Members of the House Populist Caucus, chaired by Representative Bruce Braley (IA-01), held a press conference on Thursday to endorse a bill that would “assess a small fee on Wall Street day traders to pay down the national deficit and invest in America’s middle class families.”
Details about the bill are after the jump.
From a press release Braley’s office issued on December 3:
“One of the founding principles of the Populist Caucus is to fight for working families by creating and retaining good paying jobs,” Braley said. “For the past eight years, our economic policies have put the interests of Wall Street ahead of the interests of Main Street Americans. The reasons we introduced the Wall Street transaction tax today is because we need to get our economy working again for Middle Class families. That’s who we’re fighting for every day and that is who our federal government should be fighting for.”
“Our nation continues to be crippled by a struggling economy which has resulted in an astronomical unemployment rate of 10.2 percent,” [Representative Peter] DeFazio [OR-04] said. “The American taxpayers bailed out Wall Street during a crisis brought on by reckless speculation in the financial markets. This legislation will force Wall Street to do their part and put people displaced by that crisis back to work.” […]
The legislation will assess a small securities fee on the following transactions:
· Stock transactions (tax rate will be 1/4 of 1 percent–0.25%),
· Futures contracts to buy or sell a specified commodity of standardized quality at a certain date in the future, at a market determined price (tax rate will be 0.02%),
· Swaps between two firms on certain benefits of one party’s financial instrument for those of the other party’s financial instrument (tax rate will be 0.02%)

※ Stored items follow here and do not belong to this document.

PR #1479, opened 2025-09-22
SY-2961: Fix Cesium metadata parsing and `memFS` bugs

pjdotson:
# Issue Pull Request

## Linear Issue

[SY-2961](https://linear.app/synnax/issue/SY-2961/fix-cesium-metadata-parsing-and-memfs-bugs)

## Description

- Fixed a bug in `x/io/fs` where the truncation bit did not work.
- Fixed a bug in the Cesium metadata parsing where JSON files sometimes did not fully clear previous contents after being opened, leading to invalid JSON in a buffer being encoded.

## Basic Readiness

### DIFF
--- a/console/src/layout/useDropOutside.ts
+++ b/console/src/layout/useDropOutside.ts
@@ -61,11 +61,9 @@ const useDropOutsideMacOS = ({
         if (winLabel == null || winLabel !== Drift.MAIN_WINDOW) return;
         const win = await Window.getByLabel(winLabel);
         if (win == null) return;
-        const sf = await win.scaleFactor();
-        const rawCursor = xy.construct(x, y);
-        const cursor = xy.scale(rawCursor, sf);
+        const cursor = xy.construct(x, y);
         if (windowsContain(cursor)) return;
-        const dropped = onDrop(dragging.current, rawCursor);
+        const dropped = onDrop(dragging.current, cursor);
         drop({ target, dropped });
       }, "Failed to drop outside");
     });
--- a/drift/src/configureStore.ts
+++ b/drift/src/configureStore.ts
@@ -67,8 +67,12 @@ const configureStoreInternal = async <
   ...opts
 }: ConfigureStoreOptions<S, A, M, E>): Promise<EnhancedStore<S, A | Action>> => {
   await runtime.configure();
-
-  const store: EnhancedStore<S, A | Action> = base<S, A, M, E>({
+  // This needs to remain as a `let` definition, because we need to be
+  // able to return the dynamically assigned store instance within the
+  // receivePreloadedStateAndListen.
+  let store: EnhancedStore<S, A | Action> | undefined;
+  // eslint-disable-next-line prefer-const
+  store = base<S, A, M, E>({
     ...opts,
     preloadedState: await receivePreloadedStateAndListen(
       debug,


x/go/io/fs/mem.go
```diff
@@ -298,35 +286,31 @@ func (f *memNode) ModTime() time.Time {
 }
 
 func (f *memNode) Mode() os.FileMode {
+	// TODO: constant
```
emilbon99: This TODO comment needs to be addressed or the comment needs to be improved.

x/go/io/fs/fs_test.go
```diff
@@ -47,391 +38,371 @@ var _ = Describe("FS", func() {
...
+						f := MustSucceed(fs.Open("test_file.txt", os.O_CREATE))
 						Expect(f.Close()).To(Succeed())
 
-						file, err := fs.Open("test_file.txt", os.O_RDONLY)
-						Expect(err).ToNot(HaveOccurred())
-						n, err := file.Write([]byte("tacocat"))
-						Expect(err).ToNot(BeNil())
-						Expect(n).To(Equal(0))
+						file := MustSucceed(fs.Open("test_file.txt", os.O_RDONLY))
+						Expect(file.Write([]byte("tacocat"))).Error().To(HaveOccurred())
```
emilbon99: This test should assert on the actual error type returned

x/go/io/fs/fs_test.go
```diff
@@ -47,391 +38,371 @@ var _ = Describe("FS", func() {
...
 						f = MustSucceed(fs.Open("test_file.txt", os.O_WRONLY))
-						_, err = f.Write([]byte("ipromise"))
-						Expect(err).ToNot(HaveOccurred())
-						_, err = f.Write([]byte("n"))
-						Expect(err).ToNot(HaveOccurred())
-						_, err = f.Write([]byte("e"))
-						Expect(err).ToNot(HaveOccurred())
-						_, err = f.Write([]byte("w"))
-						Expect(err).ToNot(HaveOccurred())
+						Expect(f.Write([]byte("ipromise"))).To(Equal(8))
```
emilbon99, line 279: Shouldn't these be wrapped in MustSucceed calls?

emilbon99 (changes requested):
Seems like a lot of the test cases just assert on the return value of certain methods while not checking the error first i.e. `Expect(w.Write()).To(Equal(8))`. Does this correctly catch and assert on error messages, or will we get obscure failures where 0 != 8 without getting an understanding of the error message first?

x/go/io/fs/fs_test.go
pjdotson: Theres no need, if `f.Write` returns an error then the error message will show that an unexpected error occurred.

emilbon99: Dang I wish I had known this for the tens of thousands of other assertions I wrote

x/go/io/fs/fs.go
```diff
@@ -27,35 +27,37 @@ type File interface {
...
 
+type FileInfo = fs.FileInfo
+
 const defaultPerm = 0o755
 
 type FS interface {
 	// Open opens a file according to the provided flag. The provided flag can be OR-ed
 	// in out of the flags in os, e.g. os.O_CREATE|os.O_WRONLY.
-	Open(name string, flag int) (File, error)
+	Open(string, int) (File, error)
```
emilbon99: It is not clear to me that this int is the flag without reading the documentation, and the argument should be the first source of documentation, not the comments.

x/go/io/fs/permissions.go
```diff
@@ -27,23 +26,11 @@ const (
...
 	OS_OTH_W   = OS_WRITE << OS_OTH_SHIFT
 	OS_OTH_X   = OS_EX << OS_OTH_SHIFT
 	OS_OTH_RW  = OS_OTH_R | OS_OTH_W
 	OS_OTH_RWX = OS_OTH_RW | OS_OTH_X
-
-	OS_ALL_R   = OS_USER_R | OS_GROUP_R | OS_OTH_R
-	OS_ALL_W   = OS_USER_W | OS_GROUP_W | OS_OTH_W
-	OS_ALL_X   = OS_USER_X | OS_GROUP_X | OS_OTH_X
-	OS_ALL_RW  = OS_ALL_R | OS_ALL_W
-	OS_ALL_RWX = OS_ALL_RW | OS_ALL_X
```
emilbon99, line 46: Why were these removed? Just because they are unused variables does not mean they should be removed.

x/go/io/fs/fs.go
```diff
@@ -27,35 +27,37 @@ type File interface {
...
-	Truncate(size int64) error
-	Stat() (os.FileInfo, error)
+	Truncate(int64) error
+	Stat() (FileInfo, error)
 	Sync() error
 }
 
+type FileInfo = fs.FileInfo
+
 const defaultPerm = 0o755
```
emilbon99: Instead of using this, you should be using the appropriate permission bits as defined in `x/go/io/fs/permissions`.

· Credit default swaps where a contract is swapped through a series of payments in exchange for a payoff if a credit instrument (typically a bond or loan) goes into default (fails to pay) (tax rate will be 0.02%),
· And options, which are contracts between a buyer and a seller that gives the buyer the right, but not the obligation, to buy or to sell a particular asset on or before the option’s expiration time, at an agreed price (at the rate of the underlying asset).To ensure the tax is appropriately targeted to speculators and has no impact on the average investor and pension funds, the tax will be refunded for:
1) tax-favored retirement accounts,
2) education savings accounts,
3) health savings accounts,
4) mutual funds and,
5) the first $100,000 of transactions annually that are not already exempted.
Braley spokeswoman Caitlin Legacki told me that as of this morning, the bill has 21 co-sponsors, 14 of whom belong to the Populist Caucus.
The bill has at least one champion in the Senate. HELP Committee Chairman Tom Harkin appeared with Populist Caucus members at yesterday’s press conference. I don’t know whether any Democrat on the Senate Finance Committee is willing to push for this measure.
I haven’t seen any reaction yet from the Obama administration. Supporting this bill should be an easy call, but my hunch is that Treasury Secretary Timothy Geithner and senior presidential adviser Larry Summers will have Wall Street’s back on this one. Here’s hoping I am wrong about that.
5 Comments
bad idea, bad for the economy.......
Care to ask real people in Iowa if they want their taxes raised at this point? What about NO are people not understanding…..???
Not only this, but extra taxes on investment in our economy hurts our savings rate, reduces investment, and slows economic activity.
Bad policy.
mirage Fri 4 Dec 4:30 PM
the first $100,000 of transactions annually
are not taxed. I would say most Iowans are not going to be affected.
Major Wall Street trading firms are making a killing. It’s time for them to make a minimal sacrifice for the greater good.
desmoinesdem Fri 4 Dec 4:50 PM
Why are we always so eager to tax "the other guy"?
Yes, at first blush it appears that the tax affects only the evil trading firms that “are making a killing”. However, I’m sure that my 401K company will be affected and I’m also sure that my IPERS fund will be affected as well. Tell me, who eventually pays those fees in the end? We both know the answer to that.
iowaborn Fri 4 Dec 6:15 PM
Well, one of us knows the answer to that.
I know you say you’re sure, but your retirement benefit funds wouldn’t be affected by the tax, IowaBorn – the press release states that quite clearly. Wealthy stock speculators will be the ones hit the most, which is actually a good thing for your 401k and IPERS accounts, as short selling and other high-speed financial transactions are core causes of market instability.
liberaltarian Fri 4 Dec 8:08 PM
Okay -- To a lesser degree
It does say that the retirement accounts will have the tax REFUNDED. So there will not be a tax paid as such, only the increased expense of paying the tax and subsequently applying for the refund will be paid by the contributing members.